Merge pull request #173 from cul-it/bug/ARXIVNG-557

erickpeirson · web-flow · commit dc45bbd1abb3 · 2018-04-26T10:25:29.000-04:00
ARXIVNG-549 suppress stopwords in author search
diff --git a/search/services/index/authors.py b/search/services/index/authors.py
@@ -1,10 +1,32 @@
 """Query-builders and helpers for searching by author name."""
 
 from typing import Tuple, Optional, List
+import re
+from string import punctuation
 from elasticsearch_dsl import Search, Q, SF
 from .util import wildcardEscape, is_literal_query, Q_, escape
 
 
+STOP = ["and", "or", "the", "of", "a", "for", "an"]
+
+
+# TODO: remove this when we address the author name bug in
+# search.process.transform..
+def _strip_punctuation(s: str) -> str:
+    return ''.join([c for c in s if c not in punctuation])
+
+
+# TODO: revisit author name indexing in document mappings.
+# Ideally stopwords would be removed at index time, but authors are indexed
+# as keywords which makes that difficult.
+def _remove_stopwords(term: str) -> str:
+    """Remove common stopwords that will match on institutions."""
+    _term = str(term)
+    for stopword in STOP:
+        _term =re.sub(f"(^|\s+){stopword}(\s+|$)", " ", _term)
+    return _term
+
+
 def _parseName(au_safe: str) -> Tuple[str, Optional[str]]:
     """Parse a name string into its (likely) constituent parts."""
     # We interpret the comma as separating the surname from the forename.
@@ -39,17 +61,25 @@ def construct_author_query(term: str) -> Q:
         au_name, has_wildcard = wildcardEscape(au_name)
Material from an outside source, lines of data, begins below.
PR #2115, opened 2023-02-08
Provide handling of a `MetadataContext` to track metadata across services for synchronous, asynchronous and interrupteds business processes

JoergSiebahn:


sda-commons-server-dropwizard/src/main/java/org/sdase/commons/server/dropwizard/metadata/DetachedMetadataContext.java
```diff
@@ -0,0 +1,34 @@
+package org.sdase.commons.server.dropwizard.metadata;
+
+import java.util.ArrayList;
+import java.util.LinkedHashMap;
+
+/**
+ * A {@link MetadataContext} representation which internals <strong>do not reflect changes</strong>
```
christopher-cudennec, line 7: I don't understand the word "internals" here. Would also be "does not" grammatically.

sda-commons-server-dropwizard/src/main/java/org/sdase/commons/server/dropwizard/metadata/MetadataContext.java
```diff
@@ -0,0 +1,119 @@
+package org.sdase.commons.server.dropwizard.metadata;
+
+import java.util.List;
+import java.util.Set;
+import java.util.concurrent.Callable;
+
+/**
+ * The {@code MetadataContext} stores information about a long-running business processes that is
+ * independent of specific APIs or business rules of a single service. A {@code MetaContext} is
+ * built from the metadata fields of input APIs like HTTP of Kafka message headers. It is added
```
christopher-cudennec, line 10: ... HTTP **or** Kafka message headers ...

sda-commons-server-dropwizard/src/main/java/org/sdase/commons/server/dropwizard/metadata/MetadataContext.java
```diff
@@ -0,0 +1,119 @@
...
+ * the {@code KafkaMessageProducer}.
+ *
+ * <p>Services that claim to support {@code MetadataContext} must take care that it is also kept and
+ * reloaded when the business process is interrupted and proceeded later. An interrupted business
+ * process in these terms is for example asynchronous processing in a new {@link Thread} or
+ * finishing the current step of the process by saving the current state to a database.
+ *
+ * <p>The metadata fields (e.g. header names) that are put into the {@code MetadataContext} must be
+ * configured by {@linkplain System#getenv(String) environment variable} or {@linkplain
+ * System#getProperty(String) system property} {@code METADATA_HEADERS} as comma separated list of
```
christopher-cudennec, line 21: Reading your description I would prefer `METADATA_FIELDS` as name.

sda-commons-server-dropwizard/src/main/java/org/sdase/commons/server/dropwizard/metadata/MetadataContext.java
```diff
@@ -0,0 +1,119 @@
...
+    return MetadataContextUtil.current();
+  }
+
+  /**
+   * @return the current metadata context, never {@code null}. Changes in the returned instance will
+   *     not affect the {@link MetadataContext} of the current {@link Thread}.
+   */
+  static DetachedMetadataContext detachedCurrent() {
+    return DetachedMetadataContext.of(MetadataContextUtil.current());
+  }
```
christopher-cudennec, line 47: We could add `@NotNull` to the return type. Would make it easier for IDEs to find possible bugs. We've never discussed if we want to make use of that approach AFAIK.

sda-commons-server-dropwizard/src/main/java/org/sdase/commons/server/dropwizard/metadata/MetadataContext.java
```diff
@@ -0,0 +1,119 @@
...
+   *     in a new thread.
+   */
+  static <V> Callable<V> transferMetadataContext(Callable<V> callable) {
+    return MetadataContextUtil.transferMetadataContext(callable);
+  }
+
+  /**
+   * @return all available keys in the metadata context.
+   */
+  Set<String> metadataKeys();
```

         au_safe = au_name.replace('*', '').replace('?', '').replace('"', '')
         surname_safe, forename_safe = _parseName(au_safe)
+
         if forename_safe is not None:
+            # TODO: remove this when the author name bug is fixed in
+            # search.process.transform. Since we are erroneously removing
+            # punctuation from author names prior to indexing, it's important
+            # to do the same here so that results are returned.
+            forename_safe = _strip_punctuation(forename_safe)
+
             fullname_safe = f'{forename_safe} {surname_safe}'
         else:
             fullname_safe = surname_safe
         _q = (
             # Matching on keyword field is effectively an exact match.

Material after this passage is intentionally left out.